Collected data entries

·····

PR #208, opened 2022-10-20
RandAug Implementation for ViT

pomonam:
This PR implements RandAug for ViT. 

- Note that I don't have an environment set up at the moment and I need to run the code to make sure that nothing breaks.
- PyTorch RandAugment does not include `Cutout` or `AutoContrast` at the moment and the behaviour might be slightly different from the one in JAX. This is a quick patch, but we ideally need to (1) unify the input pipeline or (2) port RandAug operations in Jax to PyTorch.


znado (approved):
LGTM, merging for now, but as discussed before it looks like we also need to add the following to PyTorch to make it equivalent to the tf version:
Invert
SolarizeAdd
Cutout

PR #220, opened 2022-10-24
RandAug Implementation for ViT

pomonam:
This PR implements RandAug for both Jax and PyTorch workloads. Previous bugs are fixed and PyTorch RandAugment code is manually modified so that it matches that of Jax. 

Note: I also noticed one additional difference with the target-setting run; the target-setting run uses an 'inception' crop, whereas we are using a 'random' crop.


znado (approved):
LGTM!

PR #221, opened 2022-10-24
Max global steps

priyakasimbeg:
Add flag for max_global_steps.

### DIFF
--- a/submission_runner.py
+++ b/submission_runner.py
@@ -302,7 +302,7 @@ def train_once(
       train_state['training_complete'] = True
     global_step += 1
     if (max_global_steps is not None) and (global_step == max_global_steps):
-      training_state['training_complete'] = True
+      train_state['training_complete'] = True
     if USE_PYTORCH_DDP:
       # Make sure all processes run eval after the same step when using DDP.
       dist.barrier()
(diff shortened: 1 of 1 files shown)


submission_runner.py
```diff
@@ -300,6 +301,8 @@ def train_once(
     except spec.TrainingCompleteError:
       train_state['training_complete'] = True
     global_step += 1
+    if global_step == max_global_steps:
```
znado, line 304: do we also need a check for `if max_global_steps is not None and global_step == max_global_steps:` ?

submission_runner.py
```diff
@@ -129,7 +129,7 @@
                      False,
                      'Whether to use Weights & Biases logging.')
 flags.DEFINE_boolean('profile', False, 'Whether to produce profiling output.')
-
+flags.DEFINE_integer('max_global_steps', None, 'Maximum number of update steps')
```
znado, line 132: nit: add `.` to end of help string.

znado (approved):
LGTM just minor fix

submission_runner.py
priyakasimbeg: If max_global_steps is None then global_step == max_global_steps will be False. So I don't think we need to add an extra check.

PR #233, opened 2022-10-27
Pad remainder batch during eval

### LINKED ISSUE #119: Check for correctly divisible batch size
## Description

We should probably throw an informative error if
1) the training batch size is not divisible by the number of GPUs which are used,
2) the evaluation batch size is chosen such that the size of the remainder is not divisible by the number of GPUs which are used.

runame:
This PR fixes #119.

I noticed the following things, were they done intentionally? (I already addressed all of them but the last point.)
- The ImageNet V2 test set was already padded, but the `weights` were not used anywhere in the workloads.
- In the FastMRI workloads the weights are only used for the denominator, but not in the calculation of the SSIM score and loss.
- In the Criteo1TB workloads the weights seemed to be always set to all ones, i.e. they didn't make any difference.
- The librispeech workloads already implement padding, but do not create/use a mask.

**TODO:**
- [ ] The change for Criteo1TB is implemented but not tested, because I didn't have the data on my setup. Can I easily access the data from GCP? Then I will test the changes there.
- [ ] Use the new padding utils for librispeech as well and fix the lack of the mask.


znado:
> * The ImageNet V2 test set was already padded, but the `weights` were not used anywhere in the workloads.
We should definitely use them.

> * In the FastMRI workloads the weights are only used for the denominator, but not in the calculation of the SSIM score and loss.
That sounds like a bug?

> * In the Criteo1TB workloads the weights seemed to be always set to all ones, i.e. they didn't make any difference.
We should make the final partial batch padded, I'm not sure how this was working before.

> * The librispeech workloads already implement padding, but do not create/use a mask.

·····

[Task requirements]:
A copy of each line above that holds the word "using" is the expected answer.

[Written response]:
Note: I also noticed one additional difference with the target-setting run; the target-setting run uses an 'inception' crop, whereas we are using a 'random' crop.
       # Make sure all processes run eval after the same step when using DDP.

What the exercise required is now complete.